Elite Partners
Uncommon Thinkers: Jane Park
Founder and CEO, Tokki
By Seattle Mag March 27, 2024
This post is sponsored.
This article originally appeared in the March/April 2024 issue of Seattle magazine.
“Uncommon Thinkers” is a partnership between Greater Seattle Partners and Seattle magazine that showcases Seattle’s innovative and ambitious Korean American community.
When Jane Park goes on business development missions for her reusable gift wrap product company, the very mention of the word “Seattle” immediately opens doors.
Seattle, she says, is known as a place of innovation because of companies such as Nordstrom, Amazon, and Starbucks. Park hopes to add her leading-edge, value-driven startup, Tokki, to that list.

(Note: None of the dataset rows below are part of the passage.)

PR #429, opened 2026-06-19
feat: clear global overrides on Project Defaults reset [IDE-2149]

nick-y-snyk:
## What

Implements the Eclipse side of **IDE-2149** — global ("Project Defaults") reset overrides in the HTML settings page (sibling of the per-folder reset, IDE-1945).

Honors inbound global resets from the LS: when `$/snyk.configuration` sends a global setting as `{value:null, changed:true}`, Eclipse drops the persisted preference value and clears explicit-change tracking, so the override is not re-asserted on the next outbound sync/reconnect.

## Changes
- `SnykExtendedLanguageClient.persistGlobalSettings` — on a `null` + `changed:true` reset, `removePref(prefKey)` + `clearExplicitlyChanged(prefKey)` instead of skipping; non-null persist behavior unchanged. (Inbound still never *marks* settings as explicitly changed.)
- `Preferences.removePref` — remove a persisted value (falls back to default).
- `HTMLSettingsPreferencePage` — form-save null path also removes the persisted value so the next outbound sends `changed:false`.
- `InMemoryPreferenceStore` (test fake) — implement `remove`.
- Tests — inbound null reset clears value + explicit-changed; `null`+`changed:false` ignored; **re-push guard** in `LsConfigurationUpdaterTest` (`changed:false` after reset).

## Notes
- Mockito-based tests (`SnykExtendedLanguageClientTest`, `LsConfigurationUpdaterTest`) could not run locally — the inline mock-maker fails under JDK 21 inside the Tycho/Equinox surefire runtime. They will run in **CI**. PMD and compilation are clean locally; non-mock tests (`HTMLSettingsPreferencePageTest` 25/25, `PreferencesTest`, `FolderConfigSettingsTest`) pass.
- Requires the **snyk-ls** IDE-2149 PR for end-to-end behavior; safe to merge independently.


plugin/src/main/java/io/snyk/languageserver/protocolextension/SnykExtendedLanguageClient.java
```diff
@@ -397,6 +397,12 @@ private void persistGlobalSettings(Map<String, ConfigSetting> settings) {
 				var setting = entry.getValue();
 				if (setting.getValue() != null) {
 					prefs.store(registryEntry.prefKey, registryEntry.inboundDeserializer.apply(setting.getValue()));
+				} else if (Boolean.TRUE.equals(setting.getChanged())) {
+					// Global reset: LS Unset the user:global override and pushed back
+					// {value:null, changed:true}. Drop the persisted override and clear
+					// explicit-changed tracking so we don't re-assert it on the next sync.
+					prefs.removePref(registryEntry.prefKey);
```
basti-snyk: **Should Fix — two reset paths can be silently undone.** This is the core reset logic; two interactions can defeat it:

1. **Severity-filter partial reset re-asserts siblings.** The four severity-filter keys share an OR'd outbound `changed` flag in `LsConfigurationUpdater`/`LsSettingsRegistry`. If the LS pushes `{value:null, changed:true}` for only a subset of the four, this loop clears just those keys, but the un-reset siblings keep their persisted value and explicit-changed entry — and because the outbound `changed` is OR'd across the co-key group, all four are still sent `changed=true` on the next sync, re-asserting the overrides the reset was meant to clear. Worth confirming what subset the LS can emit, and handling the co-key group atomically if it can send a strict subset.

2. **Env-var reseed resurrects reset endpoint/org.** `ENDPOINT`/`ORGANIZATION` are non-encrypted registry entries reachable by this reset path, but the `Preferences` constructor unconditionally re-seeds them from `SNYK_API`/`SNYK_ORG` on every restart. So a reset of those keys is silently undone on the next plugin start when those env vars are set.

— AI review

plugin/src/main/java/io/snyk/languageserver/protocolextension/SnykExtendedLanguageClient.java
```diff
@@ -397,6 +397,12 @@ private void persistGlobalSettings(Map<String, ConfigSetting> settings) {
 				var setting = entry.getValue();
 				if (setting.getValue() != null) {
 					prefs.store(registryEntry.prefKey, registryEntry.inboundDeserializer.apply(setting.getValue()));
+				} else if (Boolean.TRUE.equals(setting.getChanged())) {
```
basti-snyk: **Suggestion — code and comment disagree about the trigger.** The branch fires purely on `value==null && changed==true`, but the comment (and `removePref`'s javadoc) describe this as an "org-scope global" reset. `ConfigSetting.originScope` is deserialized from the wire yet never read here, so any `{value:null, changed:true}` — regardless of scope — performs the destructive override removal. Either gate on `"org".equals(setting.getOriginScope())`, or drop the "org-scope" wording so the code and its docs agree about what triggers the removal. — AI review

plugin/src/main/java/io/snyk/languageserver/protocolextension/SnykExtendedLanguageClient.java
```diff
@@ -451,6 +451,12 @@ private void persistGlobalSettings(Map<String, ConfigSetting> settings) {
...
+					// Global reset: LS Unset the user:global override and pushed back
+					// {value:null, changed:true}. Drop the persisted override and clear
+					// explicit-changed tracking so we don't re-assert it on the next sync.
+					prefs.removePref(registryEntry.prefKey);
```
basti-snyk: **Should Fix — a global reset can silently wipe an env-seeded org/endpoint for the session.**

This re-review covers commits added since the 2026-06-23 review. New observation on this reset branch:

`ORGANIZATION_KEY` and `ENDPOINT_KEY` are seeded from the `SNYK_CFG_ORG` / `SNYK_API` environment variables in the constructor (`Preferences.java:160-168`) via `store(...)`, so they land in `insecurePreferences` as plain values that are indistinguishable from user:global overrides. `ORGANIZATION` is a non-encrypted, org-scope global setting in `LsSettingsRegistry`, so when the LS pushes `{value:null, changed:true}` for it, this branch calls `removePref(ORGANIZATION_KEY)`. After removal, `getPref` falls back to the store default (`""`) rather than the env value, and nothing re-seeds from the environment until Eclipse restarts.

Consequence: a user who configures their org/endpoint via env var and then receives a global reset would have the IDE send an empty org/endpoint outbound and scan against the wrong (default) org for the rest of the session.

Consider making env-seeded values reset-immune, or re-applying the env seed after `removePref` when an env var is present for that key.

— AI review

basti-snyk (approved):

plugin/src/main/java/io/snyk/languageserver/LsConfigurationUpdater.java
```diff
@@ -29,7 +30,19 @@ LspConfigurationParam buildConfigurationParam() {
 		Preferences preferences = Preferences.getInstance();
 		Map<String, ConfigSetting> settings = new LinkedHashMap<>();
 
+		// Drain the one-shot reset queue once. For each queued key we emit
+		// {value:null, changed:true} — the only signal that makes snyk-ls Unset
+		// its user:global override — overriding the normal per-key emit below.
+		Set<String> pendingResets = preferences.consumePendingResets();
```
basti-snyk: **Should Fix — the one-shot reset can be silently lost because it is drained before delivery is confirmed.**

`consumePendingResets()` clears the queue here, inside `buildConfigurationParam()` — a method with more than one caller. The form-save push that is meant to carry the reset is fired fire-and-forget (`CompletableFuture.runAsync(lc::updateConfiguration).exceptionally(log)`). Two ways the drained `{value:null, changed:true}` never reaches snyk-ls:

1. If `configurationChanged()` reaches this build but the following `didChangeConfiguration` throws / the server is connected-but-unhealthy, the queue is already empty and nothing retries — the reset is dropped.
2. `getInitializationOptions()` at LS (re)start also calls `buildConfigurationParam()`, so a startup racing the form-save push can drain the reset into an init-options tree; that path swallows exceptions and returns `null`, discarding the reset.

The class comment argues transience is safe because restart re-emits the default with `changed=false` — but per this PR's own premise, only `{null, changed:true}` makes snyk-ls Unset a `user:global` override, so a dropped push is not self-healing. Consider draining only after a successful send (pass the drained set into the single outbound path), or re-queue on failure.

— AI review

plugin/src/main/java/io/snyk/languageserver/LsConfigurationUpdater.java
```diff
@@ -29,7 +30,19 @@ LspConfigurationParam buildConfigurationParam() {
...
+		if (pendingResets == null) {
```
basti-snyk: **Suggestion — dead defensive guard.** `consumePendingResets()` always returns a non-null `new HashSet<>(...)`, so this `null` check and the `Collections.emptySet()` fallback are unreachable. Global project rules discourage error handling for impossible scenarios — this can be deleted (and `pendingResets` used directly).

— AI review

plugin/src/main/java/io/snyk/eclipse/plugin/preferences/Preferences.java
```diff
@@ -339,6 +343,21 @@ public final void store(String key, String value) {
 		}
 	}
 
+	/**
+	 * Removes the stored value for {@code key} so that subsequent reads fall back
+	 * to the preference store default. Used by the inbound global-reset path: when
```
basti-snyk: **Suggestion — Javadoc describes the wrong (inbound) caller.** This says `removePref` is "Used by the inbound global-reset path: when the language server pushes back {value:null, changed:true}...". But inbound null is deliberately *unsupported* — `SnykExtendedLanguageClient` skips it and `snykConfigurationInboundNullValueIsIgnored` locks that in. The only real caller is the **outbound** form-save path in `HTMLSettingsPreferencePage`. The doc inverts the shipped design and will mislead future readers; please point it at the outbound form-save/pending-reset path.

— AI review

plugin/src/main/java/io/snyk/languageserver/LsConfigurationUpdater.java
nick-y-snyk: Fixed: moved `consumePendingResets()` into `configurationChanged()` so it drains only after confirming a live LS connection, preventing `getInitializationOptions()` from stealing the reset queue. `buildConfigurationParam()` now takes the set as a parameter; the no-arg overload passes `emptySet()` for the init path.

plugin/src/main/java/io/snyk/languageserver/LsConfigurationUpdater.java
nick-y-snyk: Already addressed — the null guard was removed as part of fixing #3511053370: `consumePendingResets()` no longer lives in `buildConfigurationParam()`; the set is now passed in by the caller, which always provides a non-null set.

plugin/src/main/java/io/snyk/eclipse/plugin/preferences/Preferences.java
nick-y-snyk: Fixed: updated the Javadoc to describe the actual outbound form-save/pending-reset path rather than the inbound path.

plugin/src/main/java/io/snyk/languageserver/protocolextension/SnykExtendedLanguageClient.java
nick-y-snyk: Two parts: (1) Severity-filter co-key group — confirmed the LS always emits all four severity keys together in a global reset, so partial-reset re-assertion can't happen. (2) Env-var reseed — fixed: `removePref()` now re-seeds `ENDPOINT_KEY`/`ORGANIZATION_KEY` from `SNYK_API`/`SNYK_CFG_ORG` env vars if present, so a reset doesn't leave the session with empty org/endpoint when env vars are set.

plugin/src/main/java/io/snyk/languageserver/protocolextension/SnykExtendedLanguageClient.java
nick-y-snyk: Dropped the 'org-scope' wording from comments — the trigger is purely `value==null && changed==true` regardless of `originScope`, and the code/comments now agree on that.

plugin/src/main/java/io/snyk/languageserver/protocolextension/SnykExtendedLanguageClient.java
nick-y-snyk: Fixed: `removePref()` now re-seeds `ENDPOINT_KEY`/`ORGANIZATION_KEY` from `SNYK_API`/`SNYK_CFG_ORG` env vars after removal, so the session retains the env-var value rather than falling back to empty string.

She’s well on her way. The serial entrepreneur launched Tokki — a line of endlessly reusable, eco-friendly gift bags designed with a built-in digital greeting card — as a direct-to-consumer brand in 2019 after noticing all the trash created when she and her family opened presents. Tokki is now in more than 400 independent retailers across the country and has users in all 50 states. It became a partner on shopping channel QVC and, last holiday season, launched in Target stores across the country. Companies including Amazon and Microsoft also use Tokki in their employee-recognition programs.
Park took her first venture, Julep, from an online-first beauty brand to omnichannel distribution, including at beauty companies Ulta, Sephora, and Nordstrom. She later sold it as part of a $120 million deal. In late 2021 she became the first Korean American to take a company public as CEO on the New York Stock Exchange with special purpose acquisition company Athena Consumer.
Park — a first-generation Korean immigrant — recalls being just 4 years old when she was dropped off at kindergarten without knowing any English. She went on to earn an undergraduate degree from Princeton University and a law degree from Yale University.
She moved to Seattle from Washington, D.C., because of the “significant” Korean population here. She had never even visited. She quickly found a job at Starbucks, eventually becoming the company’s director of New Ventures, where she created business strategies and launched a new consumer business in liqueurs.
She has also served on the Washington State Opportunity Scholarship board of directors for more than a decade. The organization offers financial aid, mentorship opportunities, and career training to support scholars as they build pathways to high-demand careers.
Throughout it all, Park has been an evangelist for both women and the Asian community.
“Seattle is unique because of its diversity, and in particular the Asian Pacific diversity,” Park says. “Seattle is perfect at the intersection of creativity, consumer, and technology. This is such an inspirational place.”